Domestic markets are likely to witness another turbulent day, tracking global markets which are under tremendous pressure due to geopolitical tensions between Israel and Hamas in Gaza. Gift Nifty at 19570 indicates another 100 points gap down opening for Nifty futures, which closed on 19683. Major global markets are down between 1 and 2 per cent.

Markets will closely monitor the quarterly results. So far, results of IT majors and banks disappointed the D-Street.

FMCG stocks will anchor the market movement on Thursday with big guns such as Hindustan Unilever, Nestle and ITC are set to declare results. 

Shrikant Chouhan, Head of Research (Retail), Kotak Securities Ltd, said, “Geopolitical tensions in West Asia due to the raging war between Israel and Hamas spooked Indian markets as investors turned risk-off and hammered stocks at will. The market is more concerned about surging crude oil prices as this could hurt inflation and may lead to interest rates remaining higher in the near to medium term. Already the market is facing FII money exodus from the domestic market and re-routing the funds into safe haven assets like gold and US dollar.”

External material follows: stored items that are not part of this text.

PR #987, opened 2026-03-11
Add const to prefetch and memadvice

### LINKED ISSUE #963: Prefetch/ Memadvice should be `const`
### Specification Version

SYCL 2020 (Revision 11)

### Section Number(s)

somehere

### Bug Description

```

  event prefetch(void* ptr, std::size_t numBytes);
  event prefetch(void* ptr, std::size_t numBytes, event depEvent);
  event prefetch(void* ptr, std::size_t numBytes,
                 const std::vector<event>& depEvents);

  /* -- Shortcut functions: mem_advise -- */

  event mem_advise(void* ptr, std::size_t numBytes, int advice);
  event mem_advise(void* ptr, std::size_t numBytes, int advice, event depEvent);
  event mem_advise(void* ptr, std::size_t numBytes, int advice,
                   const std::vector<event>& depEvents);
```

Adabtivecpp: already implemented as const
DPCP: Maybe?

- For sure will clarify into launch_queue khr
- Maybe clarification fix into SYCL 2020

TApplencourt:
Fix #963

Implementation are correct, spec should follow : )

### DIFF
--- a/adoc/chapters/programming_interface.adoc
+++ b/adoc/chapters/programming_interface.adoc
@@ -4627,11 +4627,11 @@ queue.
 .[apidef]#queue::prefetch#
 [source,role=synopsis,id=api:queue-prefetch]
 ----
-event prefetch(void* ptr, std::size_t numBytes)                                      (1)
+event prefetch(const void* ptr, std::size_t numBytes)                                      (1)
 
-event prefetch(void* ptr, std::size_t numBytes, event depEvent)                      (2)
+event prefetch(const void* ptr, std::size_t numBytes, event depEvent)                      (2)
 
-event prefetch(void* ptr, std::size_t numBytes, const std::vector<event>& depEvents) (3)
+event prefetch(const void* ptr, std::size_t numBytes, const std::vector<event>& depEvents) (3)
 ----
 
 _Effects (1):_ Equivalent to calling [api]#queue::submit# with a command group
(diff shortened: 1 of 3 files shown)


TApplencourt:
(I don't know what magic @illuhad have done, but I cannot add him as a reviewer... Smart guy!)

gmlueck (approved):
LGTM!

Do we need to change the CTS to pass a `const` pointer to these APIs?

TApplencourt:
>Do we need to change the CTS to pass a const pointer to these APIs?

Oh yes good idea; it should make the CST  fail with an implementation implementing the old specification. 

Not sure, if it's a blocking change but should be better indeed.

illuhad (approved):
LGTM!

@TApplencourt I think github only allows requesting reviews from people who have write permissions, which, for whatever reason, I don't have for SYCL-Docs. That's also why my review checkmarks are not green either.

gmlueck:
> I think github only allows requesting reviews from people who have write permissions, which, for whatever reason, I don't have for SYCL-Docs. That's also why my review checkmarks are not green either.

I think it is because you were not part of the [sycl-committee](https://github.com/orgs/KhronosGroup/teams/sycl-committee/members) group.  I just invited you, and it looks like you are a member now.

illuhad:
Yep, thanks @gmlueck :-)

TApplencourt:
WG: Merge as clarification.

TApplencourt:
CTS: Merged, can merge as clarification in SYCL2020

PR #988, opened 2026-03-13
Avoid some undefined attribute warnings

gmlueck:
I'd like to enable `attribute-missing=warn` in the Asciidoctor build in order to catch cases where we forgot to define an attribute.  However, doing so causes false warnings for things in `[code]` style that look like attributes.  Add escaping to these, which avoids the warning.

Unfortunately, I still cannot enable `attribute-missing=warn` because there are still the following false warnings:

```
asciidoctor: WARNING: skipping reference to missing attribute: n
asciidoctor: WARNING: skipping reference to missing attribute: objectbundle
asciidoctor: WARNING: skipping reference to missing attribute: objectbundle
```

I have no idea where these are coming from.  In fact, the word "objectbundle" doesn't even exist in our repo.

### DIFF
--- a/adoc/chapters/architecture.adoc
+++ b/adoc/chapters/architecture.adoc
@@ -1675,22 +1675,23 @@ Some multi-dimensional objects can be viewed in a linear form.
 When this happens, the right-most term in the object's range varies fastest in
 the linearization.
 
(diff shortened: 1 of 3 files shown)


gmlueck:
Merging as editorial

PR #66, opened 2019-03-15
Add overlay/ directory and empty out manifest

jlebon:
Right now the manifest's postprocess is a combination of temporary hacks
and glue code. Split those out in a separate `overlay/` directory
instead. This will be picked up by coreos-assembler and automatically
transformed into an RPM.

Uses: https://github.com/coreos/coreos-assembler/pull/414

### DIFF
--- a/fedora-coreos-base.yaml
+++ b/fedora-coreos-base.yaml
@@ -46,145 +46,39 @@ check-groups:
   type: "file"
   filename: "group"
 
+default_target: multi-user.target
+
+remove-from-packages:
+  # We're not using resolved yet
+  - [systemd, /usr/lib/systemd/system/systemd-resolved.service]
+
+  # The grub bits are mainly designed for desktops, and IMO haven't seen
+  # enough testing in concert with ostree. At some point we'll flesh out
+  # the full plan in https://github.com/coreos/fedora-coreos-tracker/issues/47
+  # NOTE: Also remove 01_fallback_counting once we move to f30
+  - [grub2-tools, /etc/grub.d/01_menu_auto_hide,
+                  /usr/lib/systemd/.*]
+
+
+# ⚠⚠⚠ ONLY TEMPORARY HACKS ALLOWED HERE; ALL ENTRIES NEED TRACKER LINKS ⚠⚠⚠
 postprocess:
+  # This will be dropped once rpm-ostree because module-aware.
+  # https://github.com/projectatomic/rpm-ostree/issues/1542#issuecomment-419684977
+  # https://github.com/projectatomic/rpm-ostree/issues/1435
   - |
     #!/usr/bin/env bash
     set -xeuo pipefail
-
-    # https://github.com/projectatomic/rpm-ostree/issues/1542#issuecomment-419684977
     for x in /etc/yum.repos.d/*modular.repo; do
       sed -i -e 's,enabled=[01],enabled=0,' ${x}
     done
-
-    # The grub bits are mainly designed for desktops, and IMO haven't seen
-    # enough testing in concert with ostree. At some point we'll flesh out
-    # the full plan in https://github.com/coreos/fedora-coreos-tracker/issues/47
-    # NOTE: Also remove 01_fallback_counting once we move to f30
-    rm -v /etc/grub.d/01_menu_auto_hide
-    rm -v /usr/lib/systemd/user/grub-boot-success*
-
-    # See machineid-compat in host-base.yaml.
-    # Since that makes presets run on boot, we need to have our defaults in /usr
-    ln -sfr /usr/lib/systemd/system/{multi-user,default}.target
-
-    # Persistent journal by default
-    echo 'Storage=persistent' >> /etc/systemd/journald.conf
-
-    # https://github.com/openshift/os/issues/96
-    # sudo group https://github.com/openshift/os/issues/96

Ruchit Jain, Lead Research, 5paisa.com, said, ”In the last few sessions, we had seen a gradual recovery in the Nifty index towards its resistance of 19850. Both Nifty as well as the Bank Nifty index were placed around their crucial hurdles of 19850 and 44600 respectively.

“While market participants were looking for a breakout, the indices witnessed a reversal from these hurdles and decent short formation in the banking index dragged the indices lower. Thus, 19850 now becomes a crucial hurdle and until this is surpassed, the markets could continue its choppiness. On the lower side, 19635 followed by 19500-19450 range will be seen as the immediate support levels. The RSI oscillator in the Bank Nifty index has given a negative crossover and thus, then momentum there could be on the negative side. Until we see any strength in the banking space again, traders should turn cautious and avoid aggressive trading for directional moves.”

The broader markets, too, witnessed some selling pressure today. However, the Nifty Midcap index is still in a time-wise corrective phase within an uptrend since last one month. On this index, 39600 will be seen as a crucial support on any declines.